There is an honest difference of opinion here among politically sophisticated Democrats and Obama supporters.

(1) On the one hand are those who, with Vince Lombardi, say "winning is the only thing." They are willing to do whatever it takes (though most would like to avoid violating any laws) to save us all from what one member of this group described as "those evil Republicans." Even among this group, there are two views:

(a) That the best way for Democrats to win presidential general elections is to move as far to the right as possible that will still pass the laugh test, thereby making it somewhere between more difficult and impossible for conservative Republicans to charge that our candidate is "too liberal" or "out of the mainstream."

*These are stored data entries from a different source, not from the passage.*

PR #976, opened 2018-06-12
Various Photos fixes

goldoraf:
This PR fixes various issues, mainly related to the sharing public page. I think the commit messages are sufficiently explicit.


targets/photos/web/public/index.ejs
```diff
@@ -6,18 +6,6 @@
   <meta name="viewport" content="width=device-width, initial-scale=1.0">
   <meta http-equiv="X-UA-Compatible" content="ie=edge">
   <title>Public Cozy Photos</title>
-  <% _.forEach(htmlWebpackPlugin.files.js, function(file) {
```
y-lohse: wat

goldoraf: I don't even know why that code was here...

PR #979, opened 2018-06-12
Micro fixes

y-lohse:
Lots of small fixes, I'll describe them below.

### DIFF
--- a/src/components/Image/ImageLoader.jsx
+++ b/src/components/Image/ImageLoader.jsx
@@ -2,7 +2,7 @@
 import React from 'react'
 import PropTypes from 'prop-types'
 
-const TTL = 6000
+const TTL = 10000
 
 const PENDING = 'PENDING'
 const LOADING_LINK = 'LOADING_LINK'
--- a/src/components/Image/ImageLoader.jsx
+++ b/src/components/Image/ImageLoader.jsx
@@ -30,6 +30,7 @@ class ImageLoader extends React.Component {
     if (status === PENDING) this.loadLink()
     else if (status === LOADING_LINK) this.loadFallback()
     else if (status === LOADING_FALLBACK) {
+      console.warn('failed loading thumbnail', lastError)
       this.setState({ status: FAILED })
       this.props.onError(lastError)
     }
@@ -41,11 +42,14 @@ class ImageLoader extends React.Component {
       this.img.onload = resolve
       this.img.onerror = reject
       this.img.src = src
-      this.timeout = setTimeout(reject, TTL)
+      this.timeout = setTimeout(
+        () => reject(new Error('Loading image took too long')),
+        TTL
+      )
     })
   }
 
-  async getFileLink(file) {
+  async getFileLinks(file) {
     if (file.links) return file.links
     else {
       const response = await cozy.client.files.statById(
--- a/src/components/Image/ImageLoader.jsx
+++ b/src/components/Image/ImageLoader.jsx
@@ -46,6 +46,10 @@ class ImageLoader extends React.Component {
         () => reject(new Error('Loading image took too long')),
         TTL
       )
+    }).finally(() => {
+      clearTimeout(this.timeout)
+      this.img.onload = this.img.onerror = null
+      this.img = null
     })
   }
 
--- a/src/components/Image/ImageLoader.jsx
+++ b/src/components/Image/ImageLoader.jsx
@@ -20,6 +20,14 @@ class ImageLoader extends React.Component {
     this.loadNextSrc()
   }
 
+  componentWillUnmount() {
+    if (this.img) {
+      this.img.onload = this.img.onerror = null
+      this.img.src = ''
+      clearTimeout(this.timeout)
+    }
+  }
+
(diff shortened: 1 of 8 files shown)


src/components/Image/ImageLoader.jsx
```diff
@@ -20,6 +20,14 @@ class ImageLoader extends React.Component {
...
   }
 
+  componentWillUnmount() {
+    if (this.img) {
+      this.img.onload = this.img.onerror = null
+      this.img.src = ''
+      clearTimeout(this.timeout)
+    }
+  }
+
```
y-lohse: Cleaning up when the component unmounts, most notably canceling the image loading requests that are still pending.

src/components/Image/ImageLoader.jsx
```diff
@@ -30,6 +38,7 @@ class ImageLoader extends React.Component {
     if (status === PENDING) this.loadLink()
     else if (status === LOADING_LINK) this.loadFallback()
     else if (status === LOADING_FALLBACK) {
+      console.warn('failed loading thumbnail', lastError)
```
y-lohse: I suspect we'll get some cases of "why don't I have thumbnails?", this will allow us to find answers in the logs. We can remove this once the feature is stable.

src/components/Image/ImageLoader.jsx
```diff
@@ -41,11 +50,19 @@ class ImageLoader extends React.Component {
...
-      this.timeout = setTimeout(reject, TTL)
+      this.timeout = setTimeout(
+        () => reject(new Error('Loading image took too long')),
+        TTL
+      )
+    }).finally(() => {
+      clearTimeout(this.timeout)
+      this.img.onload = this.img.onerror = null
+      this.img.src = ''
+      this.img = null
```
y-lohse: Cleaning up, whether the image did load or not. Prevents fetching the raw version even  though the thumbnail was fetched, among other things.

src/drive/actions/async.js
```diff
@@ -7,10 +7,11 @@ class Stack {
     const folder = await cozy.client.files.statById(folderId, false, {
       limit: FILES_FETCH_LIMIT
     })
+
     const parentId = folder.attributes.dir_id
     const parent =
       !!parentId &&
-      (await cozy.client.files.statById(parentId).catch(ex => {
+      (await cozy.client.files.statById(parentId, false).catch(ex => {
```
y-lohse: Forces `statById ` to use the stack, especially useful while the first replication is underway.

src/drive/actions/async.js
```diff
@@ -126,8 +127,8 @@ class Stack {
 }
 
 class PouchDB {
-  constructor({ folder, recent, sort }) {
-    this.folderIndex = folder
+  constructor({ folders, recent, sort }) {
+    this.folderIndex = folders
```
y-lohse: That was a typo, the index is actually called `folders`. Seemed to work without it though ?

src/drive/containers/File.jsx
```diff
@@ -108,16 +108,18 @@ const FileName = ({
...
-        file={attributes}
-        size="small"
-        render={src => (
-          <div
-            className={styles['fil-file-preview']}
-            style={`background-image: url(${src});`}
-          />
-        )}
-      />
+      {attributes.class === 'image' && (
```
y-lohse: We only want to preload the image for actual images, not PDFs / folders / etc.

src/drive/mobile/containers/DriveMobileRouter.jsx
```diff
@@ -11,9 +11,10 @@ import { restoreCozyClientJs, initBar } from 'drive/mobile/lib/cozy-helper'
 class DriveMobileRouter extends Component {
   afterAuthentication = async ({ url, clientInfo, token, router }) => {
     const wasRevoked = this.props.isRevoked
+    this.context.client.options.uri = url
```
y-lohse: `client.options.uri` is set at the start of the app, but the very first time the app starts, it's undefined. Since we use the variable in several places afterwards, it's a bit of a problem, so here we define it.

src/drive/mobile/containers/DriveMobileRouter.jsx
```diff
@@ -11,9 +11,10 @@ import { restoreCozyClientJs, initBar } from 'drive/mobile/lib/cozy-helper'
...
+    await restoreCozyClientJs(url, clientInfo, token)
```
y-lohse: This needs to be done *before* calling `saveCredentials`, because that ends up starting a replication which needs a valid cozy-client-js.

targets/drive/mobile/main.jsx
```diff
@@ -77,7 +77,7 @@ const startApplication = async function(store, client) {
       // the server is not responding, but it doesn't mean we're revoked yet
       shouldInitBar = true
     }
-    else {
+    else if (store.getState().mobile.settings.serverUrl) {
```
y-lohse: Prevents dispatching a `revoke` during the first boot, which would make you skip the onboarding.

(b) That we've tried this approach and found it wanting -- most recently in 2000 and 2004. Moreover, polls show that voters want a "strong" president, and recent research shows that the most effective way to project "strength" is to project a willingness to stick with one's views regardless of how unpopular. (For example, among even those who oppose the war in Iraq, and the "surge," are some who express some admiration for Senator McCain's willingness to stick with his support of the surge -- in spite of its widespread unpopularity, and the fact that they would never consider voting for him.) Therefore, this group would urge that Senator Obama not change positions, especially not in the wholesale manner that he has this past three weeks or so.
(2) On the other hand, there are Obama supporters who believe that it is the responsibility of the voters -- especially those who are Democrats supporting him -- to participate as active citizens as much, and perhaps more, during the campaign as when he is, hopefully, in the White House. They believe themselves to be the realists, aware that the positions taken by a president, indeed any elected official, are in large measure subject to the pressures of their constituents. As has been said, "When the people will lead, their leaders will follow." When those who put "people over profits" remove themselves from the public dialogue (because "winning is the only thing" and conservative platform planks are most likely to win) they have only themselves to blame when the president they succeed in electing is found to be granting immunity to telecom companies and otherwise doing the bidding of the largest corporations and their lobbyists, using the power of the presidency to perpetuate the very "old politics" from which we believed Obama would deliver us.

This is a debate worth having, and on the resolution of which will clearly turn America's next four years -- not only because of the outcome of the election in November, but because of the actions of the government that will follow during that president's administration.